Supreme Court blocks/endorses Texas restrictive abortion law: NPR


US Supreme Court
US Supreme Court

US Supreme Court late Wednesday night Refused to ban Texas law banning abortion After six weeks of pregnancy. The vote was 5 to 4, with three justices appointed by Trump joining two other conservative justices. Opponents were Chief Justice John Roberts and three Liberal Justices on the Court.

The decision left the door open for abortion providers to challenge the Texas law in other ways in the future, leaving open the possibility that the case could be sent back to the Supreme Court, albeit not for months or more.

The view was unsigned. She said abortion providers did not properly address “new and complex previous procedural questions” in their case.

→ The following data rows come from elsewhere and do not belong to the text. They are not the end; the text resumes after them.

PR #121, opened 2015-10-09
Add stdio.write import for writing a sequence of bytes to stdout

kg:


ml-proto/test/stdio_write.wast
```diff
@@ -0,0 +1,14 @@
+(module 
+  (import $write "stdio" "write" (param i32 i32))
+
+  (memory 4096 4096 (segment 0 "hello, world!\0D\0A\00"))
```
sunfishcode: In C/C++ code compiled to wasm, strings don't contain the "\0D", because stdout is in "text" mode, which ordinarily means that the C library translates newline into carriage-return-line-feed on Windows. However in wasm's case, the C library won't know that it's running on Windows, so it won't know that it has to do this. I think it's best if stdio.write handles this itself so that wasm programs don't have to worry about it.

kg: That would make it unusable for binary data.

sunfishcode: The alternative is to be unusable for text strings in C/C++. How about a separate function for binary data?

kg: ```write``` is a base primitive for writing whatever to stdout. if you want to print text, your stdlib would do any transforms like ```\n``` -> ```\r\n``` on windows.

sunfishcode: How should the stdlib detect that is is on Windows?

kg: I still don't understand why this even matters.

sunfishcode: Which stdlib is going to do `\n` -> `\r\n` translation, the stdlib linked into the wasm app, or the stdlib linked into ocaml? If the former, it doesn't know that it's on Windows, because wasm presents an OS-independent abstraction, so it doesn't know whether it needs to do that or not. If the latter, then that's what I'm asking for, and the testcase here doesn't need its `\r`.

kg: Why do we need newline translation? What problem does it solve? This is a testcase primitive for writing to an output file, which will be compared against expected output.

sunfishcode: It is very useful to be able to run the testcases by hand, with output going to the console, and if the Windows console needs us to print a `\r`, then that's a problem we need to solve.

sunfishcode: Alternatively, if we just care about writing to an output file and reading it with python, another option would be to just remove the `\r` from the testcase.

kg: runtests already puts the output somewhere you can look at it, in a file. every modern text editor I've ever used (except maybe win32 notepad?) can handle unix newlines. Newline translation would break most of my tests that generate files, so I'm not adding it to write. You're welcome to add write_text or something that does platform-specific translation.

Next time I'm on windows I'll see whether the windows console needs crlf, but I'm not sure it does.

kg: > Alternatively, if we just care about writing to an output file and reading it with python, another option would be to just remove the \r from the testcase.

The ```\r``` is there specifically to ensure that you can write binary data. I should probably make sure writing a raw ```\00``` works as well.

sunfishcode: What I'm actually concerned about here is that there's wasm code with a `\r\n` in it, which I find very concerning. I assumed you put it there because of Windows; if not, then can we just remove the `\r`?

jfbastien: IIUC this is meant to test that `\r` is unchanged. I strongly believe that `fwrite` shouldn't change the bits it's given, so the test should exist in some form. Are you suggesting the form be changed?

sunfishcode: Would you mind making a separate test for binary output then? I saw this test as the "hello world" test that would be used as an example of what wasm code looks like. I don't want to risk anyone thinking that wasm code needs a `\r` to print hello world.

As you say, a separate test for binary output could test `\0` and other interesting characters.

titzer: "write" for binary data, "print" for text?

jfbastien: I think separate test files is fine.

kg:
Welp. Looks like windows ocaml is doing line normalization. I probably need to find another way to write raw bytes to stdout.

```
======================================================================
FAIL: test/stdio_write.wast (__main__.RunTests)
----------------------------------------------------------------------
Traceback (most recent call last):
  File "./runtests.py", line 37, in <lambda>
    return lambda self : self._runTestFile(*rec)
  File "./runtests.py", line 34, in _runTestFile
    self.assertEqual(expectedText, actualText)
AssertionError: '\x89PNG\r\n\x1a\n\x00' != '\x89PNG\r\r\n\x1a\r\n\x00'
```

pjuftring:
I added the line

```ocaml
set_binary_mode_out stdout true;
```

And it seems to work, but I don't know if it does on linux.

kg:
Switched to print_bytes, that might disable newline conversion. Or it might not, since ```Bytes``` is initialized from ```char``` (?????)

rossberg-chromium:
I don't think `print_bytes` disables conversion (have you tried it?).

It's just like in the C or C++ stdlibs: newline conversion is a property of the stream, not the source. And `stdout` is a text stream. If you want to disable newline conversion on Windows, you need to go to binary mode. As @pjuftring pointed out, you can use `set_binary_mode_out` to change the mode after the fact. (Just make sure to switch it back before the function returns, so that you don't break other output to stdout.)

kg:
> I don't think print_bytes disables conversion (have you tried it?).

Nope, I don't have access to Windows at work :-) I'll come up with a fix on my Windows machine.
Good point about the pattern match, didn't realize you could use them on lists.

kg:
Yeah, ```print_bytes``` doesn't disable conversion. Weird :( I'll just do ```set_binary_mode_out```. One caveat is that you can't query the current binary mode state, so there's no way to restore it after setting it - as a result this function will trample over the output mode. I don't like that, but I can't see an alternative.

Your suggested pattern-match doesn't seem like it type-checks, at least as written. I'm not actually sure why, as it looks correct to me.

```
Error: This expression has type
         Eval.instance ->
         ((int32, 'a, 'b, 'c) Values.op * (int32, 'd, 'e, 'f) Values.op) list ->
         'g option
       but an expression was expected of type
         Eval.instance -> Values.value list -> 'h option
       Type (int32, 'a, 'b, 'c) Values.op * (int32, 'd, 'e, 'f) Values.op
       is not compatible with type
         Values.value = (I32.t, I64.t, F32.t, F64.t) Values.op
```

Should I just update the PR without using the pattern-match, or do you not want to merge without it? The pattern-match does seem like the right way to do this.

rossberg-chromium:
Ah, sorry, I keep forgetting that OCaml separates list items by semicolons. That should fix it.

kg:
OK, I've revised it so that it works correctly on Windows now.

Had some confusion over the fact that to disable newline normalization, you do ```set_binary_mode_out stdout false``` - the meaning of the arg is reversed.

rossberg-chromium:
lgtm

ml-proto/host/builtins.ml
```diff
@@ -1,9 +1,50 @@
 open Source
+open Eval
```
sunfishcode: From a readthrough, the only use of the Eval module in this file is the Eval.memory_for_module. Can this open be removed?

ml-proto/host/builtins.ml
```diff
@@ -1,9 +1,50 @@
...
+open Memory
```
sunfishcode: It looks like this open may be similarly unneeded.

ml-proto/host/builtins.ml
```diff
@@ -1,9 +1,50 @@
...
+open Types
```
sunfishcode: (Sorry for nit-picking these `open` directives; my experience with OCaml so far has been that having lots of `open`s leads to increased chances of confusion from name collisions or struct type literal inferences). Is this `open` needed?

ml-proto/host/builtins.ml
```diff
@@ -1,9 +1,50 @@
...
+  if List.length vs != 2 then
+    Error.error at "stdio.write expects 2 arguments (offset, count)";
+
+  let mem = Eval.memory_for_module at m in
+  match vs with
+  | [Values.Int32 _offset; Values.Int32 _count] ->
+    let offset = (Int64.of_int32 _offset) in
+    let count  = (Int64.of_int32 _count) in
+
+    set_binary_mode_out stdout false;
```
sunfishcode: As you mentioned elsewhere, this API does the opposite of what it first looks like. Would you mind adding a comment about this?

ml-proto/host/builtins.ml
```diff
@@ -1,9 +1,50 @@
...
 
+let rec stdout_write_inner at mem offset count i =
+  let load_result = Memory.load_extend mem (Int64.add offset i) Mem8 ZX Int32Type in
+
+  begin
+    match load_result with
+    | Values.Int32 byte ->
+      print_char (Char.chr (Int32.to_int byte))
+    | _ ->
+      ignore (Error.error at "load_extend returned wrong type")
```
sunfishcode: Would this be a use case where an `assert` would be appropriate? The type will only be wrong if `Memory.load_extend` produces a value with the wrong type.

ml-proto/host/builtins.ml
```diff
@@ -1,9 +1,50 @@
...
+  end;
+
+  let next = Int64.succ i in
+  let should_iterate = (Int64.compare next count) < 0 in
```
sunfishcode: Is this equivalent to using plain `<` on int64 types, which we use elsewhere?

ml-proto/host/builtins.ml
```diff
@@ -1,9 +1,50 @@
...
+
+  if should_iterate then
+    ignore (stdout_write_inner at mem offset count next)
+  else
+    ();
```
sunfishcode: If I understand what's going on here, the `else ()` here is redundant; is that right, or am I missing something subtle?

ml-proto/host/builtins.ml
kg: Sure

ml-proto/host/builtins.ml
kg: I think I was getting type errors before, but it might have been because I had a diagnostic print in there. It'll probably work if I remove the else.

ml-proto/host/builtins.ml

“In arriving at this conclusion, we affirm that we do not claim to definitively resolve any litigation or substantive action in the applicants’ claim,” the decision read. “In particular, this order is not based on any conclusion about the constitutionality of Texas law, and in no way limits other appropriate procedural challenges to Texas law, including in Texas courts.”

The ban on abortions after six weeks of pregnancy is long before most women know they are pregnant and conflicts with Supreme Court precedent, which prohibits states from banning abortions before the fetus is still alive — usually between 22 and 24 weeks. However, a Texas bill was organized to isolate the law from express testing in court.

Since the established procedure for challenging state law is to prosecute enforcement officials, the Texas legislature wrote the law instead to assign citizens the responsibility for enforcement. Specifically, the law allows anyone, without evidence of any personal interest, to sue clinics and individuals alike for “aiding and abetting” abortions that take place after six weeks.

This would potentially put into question not only clinics, but individuals who work in clinics, who transport patients to clinics or help fund abortions.

The court action came shortly before midnight on Wednesday, Almost a day after the law entered into force. Reproductive rights advocates late last week filed an emergency appeal to the court after a panel from the Fifth Circuit Court of Appeals Hearing canceled Determined by a federal trial judge on whether to block the law.

Chief Justice Roberts, in his dissent, said he would have temporarily prevented the law from entering into force in order to give lower courts sufficient time to hear and decide “whether a state could avoid responsibility for its laws” by “essentially delegating”[ing] An application … for the general public.”

He admitted that the case raises difficult and new questions, but that none of these questions have been thoroughly considered by the lower courts. Roberts said the lower court judges were not fully briefed on or considered the cases.

Liberal justices Stephen Breyer and Elena Kagan joined Roberts’ opinion. They wrote separately, as did Judge Sonia Sotomayor.

Briar quoting famous 1803 Marbury v. Madison, said that when a legal right is invaded, the law itself “provides a legal remedy by suit,” and suggested that this law does the opposite.

Judge Kagan said in her written dissent that “Texas law empowers individuals to deny a woman access to an abortion during the first trimester. But a woman has a federal constitutional right to have an abortion during that first phase,” a right that the Supreme Court has repeatedly upheld over the course of Almost half a century.

Judge Sotomayor used more daring language than the other three dissidents.

“The court order is amazing,” she wrote. “Fulfilled with a request for a blatantly unconstitutional law designed to prevent women from exercising their constitutional rights and evading judicial scrutiny, the majority of justices have chosen to bury their heads in the sand…because the Court’s failure to act is rewarding tactics designed to avoid judicial review and to inflict significant harm on applicants and for women seeking to Abortion in Texas, I’m opposed.”